● What to do
All of the data must be printed exactly; please include every line.

[Stored entries]

PR #599, opened 2020-11-16
Add Operator for ACCESS SV pipeline, + accomodate changes in SNV test…

ionox0:
…s and fixtures

PR #586, opened 2020-11-06
fixes for ACCESS SNV operator

ionox0:
I had to make a few more fixes than intended, but after these changes my test run has completed successfully on staging, although still waiting on the permissions fix for final copying of outputs

PR #602, opened 2020-11-18
Access Legacy MSI Operator

aef-:


runner/operator/access/v1_0_0/msi/__init__.py
```diff
@@ -0,0 +1,145 @@
...
+from file_system.repository.file_repository import File, FileRepository
+
+
+WORKDIR = os.path.dirname(os.path.abspath(__file__))
+
+class AccessLegacyMSIOperator(Operator):
+
+    # Will be populated after get_sample_inputs()
+    sample_inputs = None
+    number_of_inputs = None
```
ionox0, line 23: I know I did it this way at first, but actually Beagle will only call `get_jobs()` so it is better to have `get_jobs()` call `self.get_sample_inputs()` and for these two variables to be returned directly. 

https://github.com/mskcc/beagle/pull/586/files#diff-0abd8d465426319d5adefec646766875f8bf4d6e526c510cb295b1233c60a333R129

Lmk it that makes sense

runner/operator/access/v1_0_0/msi/__init__.py
```diff
@@ -0,0 +1,145 @@
...
+        """
+        access_duplex_output_ports = Port.objects.filter(
+            name='duplex_bams',
+            run__app__name='access legacy',
+            run__status=RunStatus.COMPLETED
+        )
+        # Each port is a list, so need a double list comprehension here
+        all_access_output_records = [f for p in access_duplex_output_ports for f in p.value]
+        # these are port objects, they dont have metadata field
+        all_access_completed_samples = [r['sampleId'] for r in all_access_output_records]
```
ionox0, line 39: I'll try to find an example of the collapsing pipeline outputs and how the ports for that look after a completed run, so you can understand how these "record" objects work

ionox0: @aef- So, instead of this^, you can refer to how I'm doing it here:

https://github.com/mskcc/beagle/pull/599/files#diff-7f514a1f5bc70172b2c82eb7b6da8b76dc955eb056b917269abd4164bc25bb4eR28

ionox0: I'm giving up on the record outputs because I realized they are showing up as "null", so it probably makes sense to do it this way, and just use "-L0" and "_cl_aln" from the file names to get the T/N and sample ID information

ionox0:
@aef- Hey I made a few fixes here, and changed the base to the develop branch. I was able to get these test fixtures to submit successfully to staging, and then got this error from ridgeback which I'll be looking into:

```
'msisensor' not found: [Errno 2] No such file or directory: 'msisensor': 'msisensor'
ERROR:cwltool:'msisensor' not found: [Errno 2] No such file or directory: 'msisensor': 'msisensor'
[job msisensor.cwl] completed permanentFail
WARNING:cwltool:[job msisensor.cwl] completed permanentFail
```

I think we just have to make sure the PATH is also getting set properly for this pipeline, `/opt/common/CentOS_6-dev/bin/current/msisensor` is the location of the 0.2 version we use

ionox0:
Ok, just had to copy the msisensor bin, and then had to make a python 3 fix to the `admie_analyze` script. This PR LGTM now

ionox0 (approved):

PR #609, opened 2020-11-30
Ij/access cnv operator

ionox0:


ionox0:
One thing I think I may have been doing wrong is that I've been manually creating the pipeline / operator objects through the admin in staging. But maybe I'm supposed to use a migration for those things?

If anyone has a suggestion about that it could be useful for next time

fixtures/tests/access_snv/files_metadata.json
```diff
@@ -122,6 +122,7 @@
                 "labHeadName": "-",
                 "labHeadEmail": "-",
                 "piEmail": "-",
+                "sex": "M",
```
ionox0, line 125: Note that this "sex" field is required for us to be able to run the CNV pipeline, as it contains logic based on the sex of the patient.

runner/fixtures/runner.pipeline.json
```diff
@@ -132,12 +132,28 @@
             "modified_date": "2019-12-05T01:12:39.854Z",
             "name": "access legacy msi",
             "github": "git@github.com:mskcc/ACCESS-Pipeline",
-            "version": "master",
+            "version": "ij/output_bam_files_instead_of_directory",
```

● Response to the exercise
PR #599, opened 2020-11-16
Add Operator for ACCESS SV pipeline, + accomodate changes in SNV test…

ionox0:
…s and fixtures

PR #586, opened 2020-11-06
fixes for ACCESS SNV operator

ionox0:
I had to make a few more fixes than intended, but after these changes my test run has completed successfully on staging, although still waiting on the permissions fix for final copying of outputs

PR #602, opened 2020-11-18
Access Legacy MSI Operator

aef-:


runner/operator/access/v1_0_0/msi/__init__.py
```diff
@@ -0,0 +1,145 @@
...
+from file_system.repository.file_repository import File, FileRepository
+
+
+WORKDIR = os.path.dirname(os.path.abspath(__file__))
+
+class AccessLegacyMSIOperator(Operator):
+
+    # Will be populated after get_sample_inputs()
+    sample_inputs = None
+    number_of_inputs = None
```
ionox0, line 23: I know I did it this way at first, but actually Beagle will only call `get_jobs()` so it is better to have `get_jobs()` call `self.get_sample_inputs()` and for these two variables to be returned directly. 

https://github.com/mskcc/beagle/pull/586/files#diff-0abd8d465426319d5adefec646766875f8bf4d6e526c510cb295b1233c60a333R129

Lmk it that makes sense

runner/operator/access/v1_0_0/msi/__init__.py
```diff
@@ -0,0 +1,145 @@
...
+        """
+        access_duplex_output_ports = Port.objects.filter(
+            name='duplex_bams',
+            run__app__name='access legacy',
+            run__status=RunStatus.COMPLETED
+        )
+        # Each port is a list, so need a double list comprehension here
+        all_access_output_records = [f for p in access_duplex_output_ports for f in p.value]
+        # these are port objects, they dont have metadata field
+        all_access_completed_samples = [r['sampleId'] for r in all_access_output_records]
```
ionox0, line 39: I'll try to find an example of the collapsing pipeline outputs and how the ports for that look after a completed run, so you can understand how these "record" objects work

ionox0: @aef- So, instead of this^, you can refer to how I'm doing it here:

https://github.com/mskcc/beagle/pull/599/files#diff-7f514a1f5bc70172b2c82eb7b6da8b76dc955eb056b917269abd4164bc25bb4eR28

ionox0: I'm giving up on the record outputs because I realized they are showing up as "null", so it probably makes sense to do it this way, and just use "-L0" and "_cl_aln" from the file names to get the T/N and sample ID information

ionox0:
@aef- Hey I made a few fixes here, and changed the base to the develop branch. I was able to get these test fixtures to submit successfully to staging, and then got this error from ridgeback which I'll be looking into:

```
'msisensor' not found: [Errno 2] No such file or directory: 'msisensor': 'msisensor'
ERROR:cwltool:'msisensor' not found: [Errno 2] No such file or directory: 'msisensor': 'msisensor'
[job msisensor.cwl] completed permanentFail
WARNING:cwltool:[job msisensor.cwl] completed permanentFail
```

I think we just have to make sure the PATH is also getting set properly for this pipeline, `/opt/common/CentOS_6-dev/bin/current/msisensor` is the location of the 0.2 version we use

ionox0:
Ok, just had to copy the msisensor bin, and then had to make a python 3 fix to the `admie_analyze` script. This PR LGTM now

ionox0 (approved):

PR #609, opened 2020-11-30
Ij/access cnv operator

ionox0:


ionox0:
One thing I think I may have been doing wrong is that I've been manually creating the pipeline / operator objects through the admin in staging. But maybe I'm supposed to use a migration for those things?

If anyone has a suggestion about that it could be useful for next time

fixtures/tests/access_snv/files_metadata.json
```diff
@@ -122,6 +122,7 @@
                 "labHeadName": "-",
                 "labHeadEmail": "-",
                 "piEmail": "-",
+                "sex": "M",
```
ionox0, line 125: Note that this "sex" field is required for us to be able to run the CNV pipeline, as it contains logic based on the sex of the patient.

runner/fixtures/runner.pipeline.json
```diff
@@ -132,12 +132,28 @@
             "modified_date": "2019-12-05T01:12:39.854Z",
             "name": "access legacy msi",
             "github": "git@github.com:mskcc/ACCESS-Pipeline",
-            "version": "master",
+            "version": "ij/output_bam_files_instead_of_directory",
```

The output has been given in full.